Selection B of method 1 from state determination B2 of incompatible pairs in Figure 3
3. The steps up to selection B4 of method 2 are for explaining the second embodiment of the present invention. This embodiment is the same as the first embodiment except that an incompatibility class is used to generate a maximum compatibility class.

In step B1 of determining the number of compatible pairs and incompatible pairs,
If the number of incompatible pairs is less than the number of compatible pairs, in incompatible pair state determination step B2, if the set of incompatible pairs has all the states and there are no overlapping states. obtains the maximum compatibility class by selection step B3 of method 1; otherwise obtains the maximum compatibility class by selection step B4 of method 2.

To give an example, input a state transition table in which the number of compatible pairs obtained from the input state transition table is 28 and the number of incompatible pairs is 8, and in order to minimize the incompatible pairs, Comparing the processing speeds using the S, R, Das method and the E,5toffer method using compatible pairs, we find that it uses incompatible pairs with a small number of pairs. It was confirmed that adopting the S, R, Das method was about three times faster.

〔Effect of the invention〕

The present invention doubles the processing speed by allowing the system to automatically select the optimal method for generating maximum compatibility classes by simply inputting a transition table by the user. It will be about 5 times faster. Furthermore, by having the system make the decision to select the optimal method,
This has the effect that the user can perform processing without being conscious of the decision.

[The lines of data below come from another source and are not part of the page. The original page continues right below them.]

PR #64, opened 2017-12-04
[RPS-150] Basic formatting of summary field

wojtek-oledzki:
Summary field in a) Series, b) Publicatin and c) Dataset can now contain
multiple paragraphs separated with 2 or more breaklines.


site/src/main/java/uk/nhs/digital/ps/beans/Dataset.java
```diff
@@ -66,6 +68,10 @@ public Calendar getCoverageEnd() {
         return getProperty("publicationsystem:CoverageEnd");
     }
 
+    public List<Element> getSummaryParagraphs() {
+        return getParsedText("publicationsystem:Summary");
+    }
```
ziemsky: Publication now has two getters that return the same content in two different formats - `getSummary` and
`getSummaryParagraphs`, each returning the same content in two different formats.

In recognition that it's difficult to completely divorce content of summary from all formatting concerns (we do want to
let the users apply paragraphs and, later, possibly list of bullet points), how does it soud if we:
a) introduced a class `StructuredText` to encapsulate collection of paragraphs,
b) made `Publication.getSummary` return instance of that class,
c) moved `Publication.getSummaryParagraphs` to `StructuredText`, renaming it to something like `getElements`,
  `getComponents` or `getParts`,
d) moved `Publiction.parseText` to `StructuredText`.

This way all low level manipulations related to text of this particular format would be encapsulated in a class whose
only concerns would be just that - to hold and correctly process a structured text rather than be concerned what's in
it. Conversely, all that `Publiction` would know is that it holds and returns a Summary - without being burdened with
details of how to process it.

`StructuredText` could hold the raw text and parse it whenever its getters are called, or parse it once, when it's being
created, and store collection of Elements. It could also expose `getFirstNCharacters(int charactersCount)` for where
the summary needs to be displayed truncated in `publications-overview.ftl` and in `searchresults.ftl` (if/when we later
add support for more types of elements, say lists of bullet points, this will allow to intelligently encapsulate logic
for correct extraction of first characters - for example, what if the first N characters spill beyond first paragraph
and into the list of bullet points?).

site/src/main/java/uk/nhs/digital/ps/beans/Publication.java
```diff
@@ -236,6 +237,11 @@ public boolean isPubliclyAccessible() {
         return getChildBeansIfPermitted(PropertyKeys.ATTACHMENTS, HippoResourceBean.class);
     }
 
+    public List<Element> getSummaryParagraphs() {
+        assertPropertyPermitted(PropertyKeys.SUMMARY);
+        return getParsedText(PropertyKeys.SUMMARY);
+    }
```
ziemsky: Publication now has two getters that return the same content in two different formats - `getSummary` and
`getSummaryParagraphs`, each returning the same content in two different formats. `BaseDocument` has gained `getParsedText` which isn't even needed by all of the extending classes. Both these additions mean that `Publication` (and other classes extending `BaseDocument`), apart from being concerned with just the content are now also burdened with formatting concerns which normally are of interest to the presentation/view layer rather than domain layer.

In recognition that it's difficult to completely divorce content of summary from _all_ formatting concerns (after all, we do want to let the users apply paragraphs and, later, possibly list of bullet points, and we do have to persist the information of this structure somehow), how does it sound if we:
1) introduced a class `StructuredText` to encapsulate collection of paragraphs,
1) made `Publication.getSummary` return instance of that class (the same for other classes extending `BaseDocument`),
1) moved `Publication.getSummaryParagraphs` to `StructuredText`, renaming it to something like `getElements`,
  `getComponents` or `getParts`,
1) moved `BaseDocument.parseText` to `StructuredText`.

This way, all low level manipulations related to text of this particular text format would be encapsulated in a class whose only concerns would be just that - to hold and correctly process a structured text rather than be concerned what's in it. Conversely, all that `Publication` would know is that it holds and returns a Summary - without being burdened with details of how to process it.

`StructuredText` could hold the raw text and parse it whenever its getters are called, or parse it once, when it's being created, and store collection of Elements. It could also expose `getFirstNCharacters(int charactersCount)` for where the summary needs to be displayed truncated in `publications-overview.ftl` and in `searchresults.ftl` (if/when we later add support for more types of elements, say lists of bullet points, this will allow to intelligently encapsulate logic for correct extraction of first characters - for example, it'll help dealing with the case when the first N characters spill beyond the first paragraph and into the list of bullet points).

wojtek-oledzki:
@ziemsky all applied.

PR #68, opened 2017-12-05
[RPS-190] Update Information Type to non-mandatory

ngta1:


repository-data/application/src/main/resources/hcm-config/namespaces/publicationsystem/publication.yaml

[Brief explanation of the drawing]

FIG. 1 is a configuration diagram showing one embodiment of the present invention, and FIG.
FIG. 3 is a flowchart showing the configuration of the determining means 3 of FIG. 1, and FIG. 4 is a flowchart showing a conventional technique. 1... Judgment information generating means, 2... Searching means, 3...
- Determination means, 4... Application means, 5... Minimum group generation means.

Claims (1)

[Claims] In a method for minimizing an incompletely specified sequential circuit by inputting data of a state transition table of the incompletely specified sequential circuit, characteristic information of a set of internal state pairs obtained from the input state transition table data is generated. and a means for generating a sequential circuit with a minimum number of states by selecting and applying an optimal method from a plurality of methods prepared in advance according to the information. Circuit minimization method.